What Is A Safe Space And How Do You Create It?


Thursday, 6.44pm

Sheffield, U.K.

The purpose of anthropology is to make the world safe for human differences. – Ruth Benedict

I’ve been thinking about differences for some time now. It’s probably because of the media. The choices I’m making about what to watch are conditioned by what appears and there is clearly a shift in content that’s on offer. Take “The Good Doctor” which addresses themes of neurodiversity and colour really quite well.

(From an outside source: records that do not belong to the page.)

PR #82, opened 2025-07-04
feat: allow package manager selection in ambiguous environment

### LINKED ISSUE #63: [NextJS] wizard using incorrect package manager.
Occasionally there have been reports of the wizard using the wrong package manager on installation.

We should detect this, and always fallback to npm if we aren't sure.

JonathanLab:
We're already offering the user to select their package manager if none are detected, but don't bother searching for any other package managers if we detect one. 

This PR handles the case where multiple package managers might be present in the environment. This also fixes the problem of false-positives when detecting package managers, since the user will have to confirm their package manager if more than one is present.

Not entirely sure if this resolves #63 , but at least ensures we have some failsafe built in

Also adds `package-lock.json` to CRA APP since that was missing.

### DIFF
--- a/e2e-tests/test-applications/react-cra-test-app/package-lock.json
+++ b/e2e-tests/test-applications/react-cra-test-app/package-lock.json
@@ -1,0 +1,14876 @@
+{
+  "name": "react-test-app",
+  "version": "0.1.0",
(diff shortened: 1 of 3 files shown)


joshsny (approved):
Nice - this is a great change!

PR #85, opened 2025-07-08
fix: handle React 19 legacy peer deps

### LINKED ISSUE #49: Use --legacy-peer-deps when React 19 is installed
Users who are using a React 19 installation need to run their install command with --legacy-peer-deps, we should detect and run this automatically for them.

jonathanlab:
Closes #49 

Also checked whether other package managers need to handle this, but seems like `npm` is the only package manager that does not spark joy when using React 19 with older peer dependencies. If it turns out that this isn't the case, we can move this type of flag to the `PackageManager` interface.

### DIFF
--- a/src/utils/clack-utils.ts
+++ b/src/utils/clack-utils.ts
@@ -134,13 +134,11 @@ ${uncommittedOrUntrackedFiles.join('\n')}
 
 The wizard will create and update files.`,
       );
-      const continueWithDirtyRepo = options.default
-        ? true
-        : await abortIfCancelled(
-            clack.confirm({
-              message: 'Do you want to continue anyway?',
-            }),
-          );
+      const continueWithDirtyRepo = await abortIfCancelled(
+        clack.confirm({
+          message: 'Do you want to continue anyway?',
+        }),
+      );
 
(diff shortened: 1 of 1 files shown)


src/utils/clack-utils.ts
```diff
@@ -255,6 +256,27 @@ export async function confirmContinueIfPackageVersionNotSupported({
...
+    const packageJson = await getPackageDotJson({ installDir });
+    const reactVersion = getPackageVersion('react', packageJson);
+
+    if (!reactVersion) {
+      return false;
+    }
+
+    return fulfillsVersionRange({
+      version: reactVersion,
+      acceptableVersions: '>=19.0.0',
```
joshsny, line 270: this will match v20 I think, do we want that?

joshsny (approved):
Nice!

src/utils/clack-utils.ts
jonathanlab: Yeah I considered that this problem will very likely occur in the future on newer React versions as well. I can make it only check for V19 if you think that's a safer bet :)

joshsny: yeah likely will, let's keep it :)

PR #89, opened 2025-07-09
feat: track uncaught errors in the wizard

joshsny:
We should be tracking errors that occur and capturing them to PostHog so we can debug common issues.

This adds tracking for any uncaught errors.


JonathanLab (approved):
Looks good 👍🏻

When you start being aware of differences you also think about how you can create a situation where they don’t matter or don’t make a difference. The characteristics people have, whether protected or not, may impact their observable behaviour and interactions with each other. From a systems point of view these interactions overlaid with activities create the day-to-day experience we have. If that experience isn’t working how do we approach the problem – what can we do to have an informed discussion about what’s going on and what can be done?

I think this is a problematic area and a solution within a group seems unlikely – and this also dents one of the tenets of the research area I’m interested in. Action Research is a way of carrying out research where you engage with a group and try to create change as a process. But what if it’s not possible to create change in certain situations by entering the group – what if the only way to do it is to work away from the group itself. How would that work?

The obvious starting point is to look at what some papers say. “Fragile subjectivities: constructing queer safespaces” by Gilly Hartal (2017) talks about how frame theory might help by showing what is important in a particular context. The paper argues that five frames can help to understand what “safe” looks like, and these are captured in the picture that starts this post. First, the space needs to be separate, fortified. Then, within the space people must be able to speak and know that they will remain anonymous. Next, it needs to be inclusive but also needs to be able to separate people with very different identities. And finally it needs to be protected from unpredictable happenings.

Now, in any group that’s trying to fix itself you have the problems of anonymity and identity and the challenges of saying what you really think and feel. If the problem is really the situation then you can get on and talk about what’s going on. But if the problem is the people then how can you ever get started?

If we look for models of dealing with people problems we come across an old one – the confessional – and a newish one – therapy. The confessional is fortified, a box, it’s anonymous – you’re hidden and whatever you say is secret and will never be revealed. The therapist’s practice tries to recreate that experience. In both situations you probably have everything you need to construct the safe space model in Hartal’s paper.

The approach to these sorts of questions in the Systems Thinking space appear to be related to critical systems thinking although I’m not entirely sure if what I think of as the approach that is needed and the approach that is actually described in the literature are the same. In fact I’m pretty certain they’re not.

So I better get on and study that a bit more.